Rick Odorisio, chief operating officer of Valley Forge Hotel Management Co. L.L.C., which operates all three renovated properties, said he started looking at the economic indicators in 2002.
"We looked at three-year and five-year forecasts, and they were all robust," he said. His company had to make a decision: Either sell the tired, run down Holiday Inn in Valley Forge that was built in 1964, or reinvest in it big time to be competitive.
"We were losing market share, and to be competitive, we made a major commitment to refurbish it to take advantage of a turning-around economy and the travel industry. It was the perfect timing."
The Holiday Inn closed in March 2003, and reopened as a 225-room Crowne Plaza on Sept. 28, 2004.
For Dolce International, which has 26 properties worldwide -- 20 in North America and six in Europe -- Dolce Valley Forge will enable it to expand its niche, which is providing convention and meeting space. The company generated revenue of more than $350 milion last year, and it is expecting to top $380 million this year.
"Valley Forge-King of Prussia is a hot area," Dolce said of his company's plans for the hotel on 301 DeKalb Pike, also known as the Route 202 corridor.

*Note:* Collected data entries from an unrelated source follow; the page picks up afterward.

Issue #2488, opened 2019-01-11
python destination: optional return values (for lazies :)) - feature request


furiel:
While writing python code, I often forget about the return values...

In simple cases there is no much error handling needed. This is especially true for init call, that I typically use to prepare some local objects or store options. There is no much things that could go wrong there.

My request is, if a user omits the return value for the api methods, that should be considered as implicit success by the language binding.

Tecnically, when there is no explicit return statement, python still returns the None (singleton) object, that could be handled as a special case.
https://docs.python.org/2/c-api/none.html

That would involve the `init`, `send` and `flush` methods.

For example the snippet below should work:
```
class MyDestination(object):
    def init(self, options):
        print("init called")

    def send(self, message):
        print("send called")
```

I am marking this as good first issue.

tsunderino:
Hi, I would like to work on this issue in the next few days.

furiel:
Awesome thanks!

furiel:
Can you please work on the top of my branch? https://github.com/balabit/syslog-ng/pull/2487
I was a bit early with the feature request and the flush method is introduced in that pr, and the send method is modified too in terms of return values. That would cause significant conflicts for either of us. Sorry for the inconvenience.

tsunderino:
No problem, it got merged before I've started. 
I've found the following python methods:
- python destination: is_opened, open, flush, send, init
- python parser: init, process
- python source: init
- python fetcher: init, open

Should this work for all of these or just the ones mentioned in the request?

furiel:
`is_opened` is not a problem. As it is used as a predicate, it is hard to forget about the return value. Also if `is_opened` could be made to mean implicit success, that means there is no use case for the `open/close/is_opened` trio in that problem context, so users should omit those methods. So `is_opened` can remain as it is.

`open` method in destination would have been useful, but is `is_opened` is used as a predicate for `open` by the python binding, python destination does not check its return value. There is not much which can be done there. 

However, the `open` method in the fetcher is relevant, it is implemented correctly.

So other than `is_opened` and `open` in python destination, the others would worth to change.

MrAnno:
@tsunderino Are you working on this issue?

furiel:
We discussed this topic in a team meeting, and concluded that we would prefer the strict signature in every methods. Closing this issue.

PR #2738, opened 2019-05-17
python binding: optional return values (for lazies :))

tsunderino:
Closes: #2488

### DIFF
--- a/modules/python/python-dest.c
+++ b/modules/python/python-dest.c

The Dolce Valley Forge is his company's first Pennsylvania property.
Paul Decker, president of Valley Forge Convention and Visitors Bureau, said the 13 Valley Forge and King of Prussia properties provide 2,176 hotel rooms and generate about $62.1 million in revenue for rooms sold last year.
Five years ago, they generated $48.2 million in revenue, Decker said.
According to a recent economic-impact report by Global Insight Inc. and D.K. Shifflet & Associates Ltd., the hospitality industry in Montgomery County generates $1.72 billion in annual spending by visitors, who include tourists, convention attendees and business travelers. It has created 25,500 jobs, $665.5 million in wages, and $168.4 million in state and local taxes.
Last year, the hotels in the western suburbs, which includes those along Route 202, had an approximate occupancy rate of 68 percent. The Valley Forge hotels were a little above that, according to Smith Travel Research Inc., which tracks the U.S. hospitality industry.
Dolce Valley Forge Hotel owner, Capital Hospitality Group L.L.C., of Herndon, Va., acquired the 36-year-old hotel last July from Martin Field, of Field Hotel Associates L.P., of King of Prussia, for an undisclosed amount.
"It's a terrific market . . . one of the strongest markets in Philadelphia," said Michael Moriarty, one of two managing partners of Capital Hospitality Group, which is providing the $17 million. "We saw the opportunity. We feel the area deserves it and will support it."
More development is on the way.
Grose, at the hotel association, said the planned American Revolution Center museum was proposing to add a conference center with a hotel that will be run by a nonprofit organization.
And construction has begun on the old Valley Forge Golf Course into the Village at Valley Forge, a mega-lifestyle center, that includes two new hotels, high-end retail, signature restaurants, entertainment, residential housing and office space on 125 acres.